Within our selection of ML models, SVM emerged as the most efficacious clinical-radiomics model, demonstrating high accuracy even during external validation. To tackle the interpretability challenges inherent in complex ML models, we utilized SHAP methodology. This technique elucidates the decision-making process at the cohort level, enhanced by intuitive visualizations, allowing for a nuanced understanding of how individual variables influence predictions, thus building trust in AI among clinicians31,32. It identified five principal predictors of postoperative rehemorrhage risk: three radiomics features from noncontrast CT scans and two clinical factors. The significance of noncontrast CT radiomics features was anticipated due to their correlation with rehemorrhage risk. These features, detailed by radiomics, provide a more comprehensive and objective assessment than traditional imaging alone. While the biological correlation of certain texture features may seem abstract at first glance, these characteristics are instrumental in delineating the complex nature of hematoma beyond basic parameters like shape and volume. Additionally, admission SBP and time to surgery were confirmed as crucial clinical predictors, consistent with evidence that blood pressure variability impacts rehemorrhage risk33. Rigorous blood pressure monitoring, with real-time and dynamic assessments, is essential for effective management. The first 6 h after onset are pivotal, with unstable hemostasis due to hematoma pressure on ruptured vessels heightening the risk of rehemorrhage post-surgery.
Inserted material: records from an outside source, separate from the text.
PR #1234, opened 2019-06-18
(feat) CloudFormation ApiGateway support design

viksrivat:
*Issue #, if available:*

*Description of changes:*

*Checklist:*

- [ ] Write unit tests
- [x] `make pr` passes
- [x] Write documentation


designs/cloud_formation_api_gateway_support.md
```diff
@@ -0,0 +1,377 @@
...
+        RequestTemplates:
+          applicationjson: "{\"statusCode\": $input.json('$.statusCode'), \"message\": $input.json('$.message')}"
+
+```
+
+The SAM template requires people to use only a single RestApi to define all of their resources.
+
+### **AWS::ApiGateway::Stages**
+
+The stage allows for defining environments for different parts of the pipeline in CloudFormation. Since a single stage is attached to a deployment, the behavior of multiple deployment/stages locally is currently undefined, which is similar to the current support or syntax in the SAM template.
```
jfuss: "the behavior of multiple deployment/stages locally is currently undefined, which is similar to the current support or syntax in the SAM template."

Kind of. Since AWS::Serverless::Api only allows one stage, we never have to pick if other stages are in the template.

designs/cloud_formation_api_gateway_support.md
```diff
@@ -0,0 +1,377 @@
...
+  Description: Prod Stage
+  Variables:
+    Stack: Prod
+  RestApiId: RestApi`
+```
+
+Since the stages can show up in any order as the code is iterating through the resources, There are two approaches to consider too quickly stitch the api and stages together. 
+
+*Approach #1:* 
+Arbitrarily pick one of the stages and use that on all the Api
```
jfuss: Picking arbitrarily is fine but we should make sure it is reproducible. Meaning if the customers gives the same template in two different command runs, the same stage should be selected, otherwise this could become frustrating to customers.

I think Arbitrarily here means we pick the first one in the template we find?

designs/cloud_formation_api_gateway_support.md
```diff
@@ -0,0 +1,377 @@
...
+
+I recommend approach #1 as it follows the current standard and there is some data that very little people use the <Stage Name> when defining it. 
+
+**AWS::ApiGateway::Deployment **
+The deployment type defines which Apis objects should be available to the public. Normally, in the SAM template everything defined will have a deployment component, but the CloudFormation templates may have more bloat and information in them defining certain apis and deployments for Multi-stages.
+
+One approach is to support multiple stages with multiple deployments and the code will filter out the stages that are not deployed or defined. One problem with this approach is that the RestApiId, a characteristic of the RestApi, for a deployment is only localhost and a single endpoint and the current schema doesn't allow deploying on multiple ports and multiple local domains. This will bring in unneeded complexity such as requiring the customer defining N valid ports and N valid domains.
+
+Another approach, which I recommend, is to ignore the flag altogether as it always associated with a stage and to randomly pick a stage.
```
jfuss: "ignore the flag" Deployment is not a flag, it is a resource

designs/cloud_formation_api_gateway_support.md
```diff
@@ -0,0 +1,377 @@
...
+
+One approach is to support multiple stages with multiple deployments and the code will filter out the stages that are not deployed or defined. One problem with this approach is that the RestApiId, a characteristic of the RestApi, for a deployment is only localhost and a single endpoint and the current schema doesn't allow deploying on multiple ports and multiple local domains. This will bring in unneeded complexity such as requiring the customer defining N valid ports and N valid domains.
+
+Another approach, which I recommend, is to ignore the flag altogether as it always associated with a stage and to randomly pick a stage. 
+
+## **Updating the code**
+
+First, the Apis in AWS::ApiGateway::RestApi  will be parsed in the SAM Template in a similar way to the current AWS::Serverless:Api code. Stages and other Meta information in the Api will be parsed to support the CloudFormation template. The code will then be refactored to first translate the SAM templates inputted into the CloudFormation template using the SamTranslator. Once the Api code has been refactored, the function code can be refactored so that Serverless code is refactored out.
```
jfuss: Not now but when you get to doing the Transformation to CFN, we can expand this doc or create a new one. I think there is enough interesting tradeoffs and decisions in that to warrant it.

designs/cloud_formation_api_gateway_support.md
```diff
@@ -0,0 +1,377 @@
...
+
+**Are you connecting to a remote API? If so explain how is this connection secured**
+No.
+
+**Are you reading/writing to a temporary folder? If so, what is this used for and when do you clean up?**
+The setup is not written for local development.
+
+# What is your Testing Plan (QA)?
+
+## Validation
```
jfuss: Validation isn't in scope right? Is this section needed then?

designs/cloud_formation_api_gateway_support.md
```diff
@@ -0,0 +1,371 @@
...
+        sam_template_data = self._get_template_data(self._template_file)
+        self._template_dict = self._get_clouformation_data(sam_template_data)
+        self._function_provider = CloudFormationFunctionProvider(self._template_dict,self.parameter_overrides
+    
+    # translate the template data to cloudformation template and return 
+    def _get_clouformation_data():
+        sam_translator = Translator(managed_policy_map=self.__managed_policy_map(),sam_parser=sam_parser, plugins=self.extra_plugins)
+        return sam_translator.translate(sam_template=template_copy, parameter_values=parameter_values)
+
+class CloudFormationFunctionProvider(SamBaseProvider):
```
jfuss: This doesn't parse the Method and resources right? That happens within the CfnProvider.

Can you update this section to match the implementation?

Postponing surgery after 6 h markedly reduces these risks, underscoring the critical nature of surgical timing34. Together with SHAP, SVM offers a detailed insight into the impact of variables on outcomes, proving invaluable for predicting postoperative rehemorrhage and enhancing the role of ML in clinical decision-making and improving patient outcomes.

Our study presented 3 limitations. Firstly, our investigation was conducted using a retrospective design. To ensure the generalizability and validity of the ML model, prospective studies are warranted. Secondly, the clinical relevance of these AI-generated features might be challenging to interpret; however, advancements in radiomics and visualization tools are bridging this gap, enhancing our understanding and integration of these technologies into clinical practice35,36. Efforts to address the mentioned shortcomings are continuously underway37,38,39. Thirdly, the limited sample size constituted another limitation, underscoring the need for further studies with larger cohorts to corroborate the predictive potential of our findings.

Conclusions

In conclusion, our evaluation identified the SVM model, integrating noncontrast CT radiomics and clinical data, as the most effective ML approach for predicting postoperative rehemorrhage in HICH patients. This innovative combination of noncontrast CT radiomics with clinical data through ML, particularly our refined SVM model, promises to enhance the accuracy of postoperative rehemorrhage risk assessment. Anticipated to support clinicians in decision-making for high-risk patients, this development could lead to early, personalized interventions, significantly improving patient outcomes.